# Headlight Washer does not retract - Includes TB 92-05-01



## Jim_CT (Jan 25, 2006)

*Left headlight washer does not retract*

Today the left headlight washer did not retract, and it does not spray washer fluid either. The right headlight washer works fine. I'll take it in to the service technician tomorrow. 
The FAQs did not have any info. Has anyone else experienced this problem?


----------



## henna gaijin (Jun 30, 2005)

*Re: Left headlight washer does not retract (Jim_CT)*


_Quote, originally posted by *Jim_CT* »_Today the left headlight washer did not retract, and it does not spray washer fluid either. The right headlight washer works fine. I'll take it in to the service technician tomorrow. 
The FAQs did not have any info. Has anyone else experienced this problem?
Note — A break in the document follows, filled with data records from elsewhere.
PR #1388, opened 2026-07-02
Fix committor cleanup ordering

GabrielePicco:
## Summary
- run committor cleanup before unblocking conflicting intents so reused buffer PDAs cannot be closed by a previous detached cleanup
- narrow successful undelegation cache resets to the accounts actually undelegated while still resetting all committed accounts on execution errors
- add coverage for cleanup-before-next-conflicting-intent ordering

## Summary by CodeRabbit

* **Bug Fixes**
  * Improved cache refresh behavior so only the affected undelegation-related entries are cleared during successful execution, while broader resets still occur on failures.
  * Increased the default cache capacity, allowing more recent entries to stay available before older ones are evicted.

### DIFF
--- a/magicblock-committor-service/src/intent_execution_manager/intent_execution_engine.rs
+++ b/magicblock-committor-service/src/intent_execution_manager/intent_execution_engine.rs
@@ -297,6 +297,14 @@ where
             warn!(error = ?err, "No result listeners");
         }
 
+        // Cleanup BEFORE unblocking conflicting intents: a detached cleanup
+        // can close buffers a next intent just re-initialized (same PDAs on
+        // nonce reuse). The result is already broadcast, so this only delays
+        // intents blocked on the same accounts.
+        if let Err(err) = executor.cleanup().await {
+            error!(error = ?err, "Failed to cleanup after intent");
+        }
+
         // Remove executed task from Scheduler to unblock other intents
         // SAFETY: Self::execute is called ONLY after IntentScheduler
         // successfully is able to schedule execution of some Intent
@@ -306,12 +314,6 @@ where
             .expect(POISONED_INNER_MSG)
             .complete(&intent)
             .expect("Valid completion of previously scheduled message");
-
-        tokio::spawn(async move {
-            if let Err(err) = executor.cleanup().await {
-                error!(error = ?err, "Failed to cleanup after intent");
-            }
-        });
 
         // Free worker
         drop(execution_permit);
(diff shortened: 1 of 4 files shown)


taco-paco (changes requested):

magicblock-committor-service/src/intent_execution_manager/intent_execution_engine.rs
```diff
@@ -297,6 +297,14 @@ where
             warn!(error = ?err, "No result listeners");
         }
 
+        // Cleanup BEFORE unblocking conflicting intents: a detached cleanup
+        // can close buffers a next intent just re-initialized (same PDAs on
+        // nonce reuse). The result is already broadcast, so this only delays
+        // intents blocked on the same accounts.
+        if let Err(err) = executor.cleanup().await {
```
taco-paco: There's no need to await here. There's no race-condition due to `close_buffers`.

`close_buffer=true` on success of intent - buffers can be cleaned up as intents after it shouldn't reuse those.

if it is false - we don't cleanup buffers. It doesn't leak anything as buffers has to be used as intent has to be fulfilled or buffers will be reinitialized by next one. Detach task is safe once we reset only undelegated pubkeys.

Additionally it is not desired to await here as it will slow down execution of qeueud Intents as they have to wait for cleanup. As it is safe to detach after the main issue addressed I don't see a reason to await here

See prior [PR](https://github.com/magicblock-labs/magicblock-validator/pull/1291) on the same matter if more context needed

magicblock-committor-service/src/intent_executor/mod.rs
```diff
@@ -544,19 +544,36 @@ where
...
+            .intent_bundle
+            .get_undelegate_intent_pubkeys()
+            .into_iter()
+            .chain(
+                base_intent
+                    .intent_bundle
+                    .get_commit_finalize_and_undelegate_intent_pubkeys(),
+            )
+            .flatten()
+            .collect();
```
taco-paco, line 558: This bit and addition below will be enough for a fix

GabrielePicco: Agreed, reverted — with the selective reset the successor reuses the incremented cached nonce, so the detached success-cleanup can't target a live buffer PDA, and the await would cost a base-layer round-trip per conflicting intent.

I experenced this problem on my Touareg (similar system?) and the problem was air in the line extending from the right washer to the left.
Cycling the washers a few times solved the problem.
To avoid the problem in the future, and as I don't use the headlamp washers very much, I cycle them every time I wash the vehicle. Problem has not reoccured.
HTH


----------



## PhaetonChix (Dec 16, 2004)

*Re: Left headlight washer does not retract (Jim_CT)*

The headlamp washer arms need to be lubricated when the vehicle is in for periodic service. Chances are its got gunk on the arm and nozzle openings are clogged.
PC


----------



## Jim_CT (Jan 25, 2006)

*Re: Left headlight washer does not retract (PhaetonChix)*

Thanks for the feedback, Henna and PC. I tried cycling it several times and it was still stuck. I suspect the nozzle is gunked up as I almost never use the headlight washers.
The car is having its 20K maintenance on Wednesday, so I'm sure they will fix it.
I'll report back on Friday.


----------



## PanEuropean (Nov 3, 2001)

*Re: Left headlight washer does not retract (Jim_CT)*


_Quote, originally posted by *Jim_CT* »_ Has anyone else experienced this problem?

Hi Jim:
The problem has been reported in Europe. It seems that there is a problem with a retaining pin coming loose on a very small number of the headlight washer nozzles. I have attached a German language technical bulletin that explains and illustrates the problem.
It should be fairly easy for your VW dealer to replace the nozzle - replacing the nozzle is simple, however, removing the front bumper cover can be difficult if the technician is not familair with the process. You might want to have a look at the post entitled "Retrofitting Dual Xenon Headlamps" - that contains complete, illustrated instructions concerning removal and replacement of the front bumper cover. Note that the photo hosting service that I use (hostdub) has been having a few problems this week, if pictures don't appear, try again a few hours later.
When you pick up the car after the work has been done, please make a function-check of the two front foglights and of the front park distance control system - both of these systems need to be unplugged to get the bumper cover off. I have re-installed the bumper cover myself in the past, and then discovered that I forgot to plug in one fog light...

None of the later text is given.